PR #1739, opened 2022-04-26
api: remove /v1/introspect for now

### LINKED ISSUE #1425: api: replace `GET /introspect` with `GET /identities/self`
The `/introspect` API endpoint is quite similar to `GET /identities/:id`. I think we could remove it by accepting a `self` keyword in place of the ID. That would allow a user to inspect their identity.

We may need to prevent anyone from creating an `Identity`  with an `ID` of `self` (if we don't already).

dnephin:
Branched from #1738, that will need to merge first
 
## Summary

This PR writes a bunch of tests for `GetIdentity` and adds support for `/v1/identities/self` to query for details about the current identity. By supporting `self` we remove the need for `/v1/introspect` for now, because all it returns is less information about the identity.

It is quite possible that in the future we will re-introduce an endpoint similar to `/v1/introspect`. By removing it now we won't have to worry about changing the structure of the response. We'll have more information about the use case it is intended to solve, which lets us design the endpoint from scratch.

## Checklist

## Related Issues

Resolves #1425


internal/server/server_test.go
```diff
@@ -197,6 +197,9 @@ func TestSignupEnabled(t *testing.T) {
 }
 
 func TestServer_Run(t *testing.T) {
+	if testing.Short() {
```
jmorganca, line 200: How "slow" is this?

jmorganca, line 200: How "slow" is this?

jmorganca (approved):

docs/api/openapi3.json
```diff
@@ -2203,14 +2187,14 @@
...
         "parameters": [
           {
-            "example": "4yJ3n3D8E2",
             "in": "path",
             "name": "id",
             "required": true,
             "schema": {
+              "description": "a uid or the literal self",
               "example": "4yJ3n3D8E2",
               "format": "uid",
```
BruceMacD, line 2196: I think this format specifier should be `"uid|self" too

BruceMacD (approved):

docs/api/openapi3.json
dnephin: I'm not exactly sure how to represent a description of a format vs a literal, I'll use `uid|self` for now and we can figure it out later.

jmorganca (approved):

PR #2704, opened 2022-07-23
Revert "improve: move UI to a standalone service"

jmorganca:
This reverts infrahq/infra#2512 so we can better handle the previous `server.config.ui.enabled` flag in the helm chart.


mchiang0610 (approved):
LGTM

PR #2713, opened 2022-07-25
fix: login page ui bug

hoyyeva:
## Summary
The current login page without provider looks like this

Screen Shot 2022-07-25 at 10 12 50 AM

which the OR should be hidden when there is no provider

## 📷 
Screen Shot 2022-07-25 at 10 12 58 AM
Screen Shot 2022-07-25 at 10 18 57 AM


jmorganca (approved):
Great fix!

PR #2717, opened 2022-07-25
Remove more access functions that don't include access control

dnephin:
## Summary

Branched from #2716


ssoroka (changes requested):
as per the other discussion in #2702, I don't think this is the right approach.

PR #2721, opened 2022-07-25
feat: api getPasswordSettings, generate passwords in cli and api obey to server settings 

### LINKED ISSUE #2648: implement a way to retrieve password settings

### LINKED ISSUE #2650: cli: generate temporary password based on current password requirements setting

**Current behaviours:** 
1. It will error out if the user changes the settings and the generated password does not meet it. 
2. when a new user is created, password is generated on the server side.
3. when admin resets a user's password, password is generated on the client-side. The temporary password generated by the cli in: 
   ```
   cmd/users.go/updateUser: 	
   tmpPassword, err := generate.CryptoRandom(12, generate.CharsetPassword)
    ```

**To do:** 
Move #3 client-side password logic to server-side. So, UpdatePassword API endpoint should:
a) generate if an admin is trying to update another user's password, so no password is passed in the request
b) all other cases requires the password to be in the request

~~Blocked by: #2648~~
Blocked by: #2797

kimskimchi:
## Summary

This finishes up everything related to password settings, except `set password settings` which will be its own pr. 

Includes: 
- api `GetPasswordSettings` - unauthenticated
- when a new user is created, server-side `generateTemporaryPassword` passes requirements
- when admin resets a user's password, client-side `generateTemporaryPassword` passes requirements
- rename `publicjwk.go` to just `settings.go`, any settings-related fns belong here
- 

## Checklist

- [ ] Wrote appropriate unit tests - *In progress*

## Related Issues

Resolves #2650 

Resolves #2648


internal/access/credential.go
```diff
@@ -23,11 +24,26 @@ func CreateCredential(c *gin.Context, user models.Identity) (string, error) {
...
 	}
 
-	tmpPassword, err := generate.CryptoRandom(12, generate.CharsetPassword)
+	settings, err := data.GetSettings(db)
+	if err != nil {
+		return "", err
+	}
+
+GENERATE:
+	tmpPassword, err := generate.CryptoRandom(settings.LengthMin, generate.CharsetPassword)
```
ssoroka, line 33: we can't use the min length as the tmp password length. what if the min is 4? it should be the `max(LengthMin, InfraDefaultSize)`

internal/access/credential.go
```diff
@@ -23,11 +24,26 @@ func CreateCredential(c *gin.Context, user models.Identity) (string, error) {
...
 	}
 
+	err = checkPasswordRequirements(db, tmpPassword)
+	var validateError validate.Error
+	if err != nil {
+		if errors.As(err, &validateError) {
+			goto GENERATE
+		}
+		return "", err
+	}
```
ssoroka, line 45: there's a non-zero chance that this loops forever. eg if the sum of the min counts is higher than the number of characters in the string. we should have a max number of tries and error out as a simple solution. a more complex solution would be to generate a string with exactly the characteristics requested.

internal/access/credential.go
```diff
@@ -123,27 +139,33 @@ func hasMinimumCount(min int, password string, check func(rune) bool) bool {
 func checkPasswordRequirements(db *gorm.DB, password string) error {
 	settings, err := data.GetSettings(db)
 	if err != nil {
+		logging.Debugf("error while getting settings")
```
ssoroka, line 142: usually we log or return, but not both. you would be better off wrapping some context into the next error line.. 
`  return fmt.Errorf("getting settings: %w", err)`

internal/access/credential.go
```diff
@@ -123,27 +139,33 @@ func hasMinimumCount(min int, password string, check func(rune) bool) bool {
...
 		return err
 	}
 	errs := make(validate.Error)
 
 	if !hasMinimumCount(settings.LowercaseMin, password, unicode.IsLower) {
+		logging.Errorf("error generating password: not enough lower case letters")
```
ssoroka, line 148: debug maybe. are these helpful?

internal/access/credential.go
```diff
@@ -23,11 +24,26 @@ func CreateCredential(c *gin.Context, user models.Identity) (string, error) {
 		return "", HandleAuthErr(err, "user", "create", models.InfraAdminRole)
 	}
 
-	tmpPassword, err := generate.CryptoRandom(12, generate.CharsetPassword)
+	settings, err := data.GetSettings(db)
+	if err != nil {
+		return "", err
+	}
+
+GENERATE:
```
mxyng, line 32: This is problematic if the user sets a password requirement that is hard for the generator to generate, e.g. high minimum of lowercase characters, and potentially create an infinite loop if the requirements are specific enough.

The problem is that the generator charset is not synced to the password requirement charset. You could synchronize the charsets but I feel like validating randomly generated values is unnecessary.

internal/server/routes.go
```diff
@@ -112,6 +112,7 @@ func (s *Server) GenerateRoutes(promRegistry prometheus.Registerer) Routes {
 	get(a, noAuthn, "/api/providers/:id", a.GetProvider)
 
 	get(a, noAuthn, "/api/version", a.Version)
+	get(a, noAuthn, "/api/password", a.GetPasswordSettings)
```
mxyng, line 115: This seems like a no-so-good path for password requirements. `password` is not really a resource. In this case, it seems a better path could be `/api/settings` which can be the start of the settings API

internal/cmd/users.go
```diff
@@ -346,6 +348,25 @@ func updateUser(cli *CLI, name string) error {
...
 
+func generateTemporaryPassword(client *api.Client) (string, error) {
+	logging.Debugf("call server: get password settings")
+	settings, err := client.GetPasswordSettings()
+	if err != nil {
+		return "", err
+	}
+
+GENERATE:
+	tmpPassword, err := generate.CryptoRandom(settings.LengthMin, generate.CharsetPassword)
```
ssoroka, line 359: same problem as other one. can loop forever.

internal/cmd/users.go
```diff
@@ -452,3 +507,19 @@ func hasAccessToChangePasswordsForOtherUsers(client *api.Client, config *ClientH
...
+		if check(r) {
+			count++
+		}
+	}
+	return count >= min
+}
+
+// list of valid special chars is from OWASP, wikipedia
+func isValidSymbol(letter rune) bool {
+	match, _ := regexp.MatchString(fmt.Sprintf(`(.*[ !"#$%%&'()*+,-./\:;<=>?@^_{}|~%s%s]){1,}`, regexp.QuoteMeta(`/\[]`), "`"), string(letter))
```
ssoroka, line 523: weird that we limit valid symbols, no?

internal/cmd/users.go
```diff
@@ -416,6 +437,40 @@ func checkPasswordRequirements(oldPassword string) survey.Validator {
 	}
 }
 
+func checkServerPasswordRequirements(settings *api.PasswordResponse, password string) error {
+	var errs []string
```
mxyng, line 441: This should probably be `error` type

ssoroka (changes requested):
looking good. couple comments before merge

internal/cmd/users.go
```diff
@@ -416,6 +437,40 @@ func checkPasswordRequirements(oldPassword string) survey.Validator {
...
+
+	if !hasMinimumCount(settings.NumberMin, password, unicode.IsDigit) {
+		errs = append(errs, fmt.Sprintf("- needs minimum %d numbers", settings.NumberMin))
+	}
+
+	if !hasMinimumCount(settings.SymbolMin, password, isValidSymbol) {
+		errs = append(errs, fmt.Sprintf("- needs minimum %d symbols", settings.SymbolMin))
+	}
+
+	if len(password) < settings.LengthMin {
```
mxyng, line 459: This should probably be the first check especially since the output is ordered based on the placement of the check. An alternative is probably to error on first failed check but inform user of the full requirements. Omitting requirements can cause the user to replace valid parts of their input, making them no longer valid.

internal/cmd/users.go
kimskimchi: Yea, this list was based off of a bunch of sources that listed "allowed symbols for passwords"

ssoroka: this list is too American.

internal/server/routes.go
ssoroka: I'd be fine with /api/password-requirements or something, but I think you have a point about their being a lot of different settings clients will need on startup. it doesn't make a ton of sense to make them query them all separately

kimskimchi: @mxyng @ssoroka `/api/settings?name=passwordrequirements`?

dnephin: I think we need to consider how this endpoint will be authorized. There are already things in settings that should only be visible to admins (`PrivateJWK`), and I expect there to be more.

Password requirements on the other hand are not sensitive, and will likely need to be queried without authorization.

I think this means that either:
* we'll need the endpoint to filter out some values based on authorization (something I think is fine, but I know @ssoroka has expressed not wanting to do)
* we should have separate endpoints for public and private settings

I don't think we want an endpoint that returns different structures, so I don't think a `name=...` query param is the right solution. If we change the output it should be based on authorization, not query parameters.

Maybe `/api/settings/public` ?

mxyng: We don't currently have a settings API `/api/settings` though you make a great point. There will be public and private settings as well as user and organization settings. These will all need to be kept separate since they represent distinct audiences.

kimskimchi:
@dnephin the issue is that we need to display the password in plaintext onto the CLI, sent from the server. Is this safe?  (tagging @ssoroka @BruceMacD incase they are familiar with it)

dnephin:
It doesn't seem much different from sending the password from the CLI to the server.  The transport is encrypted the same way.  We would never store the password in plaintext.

####

[What is expected] Pull every line containing "without" from the data.

[Final answer]
The current login page without provider looks like this
Password requirements on the other hand are not sensitive, and will likely need to be queried without authorization.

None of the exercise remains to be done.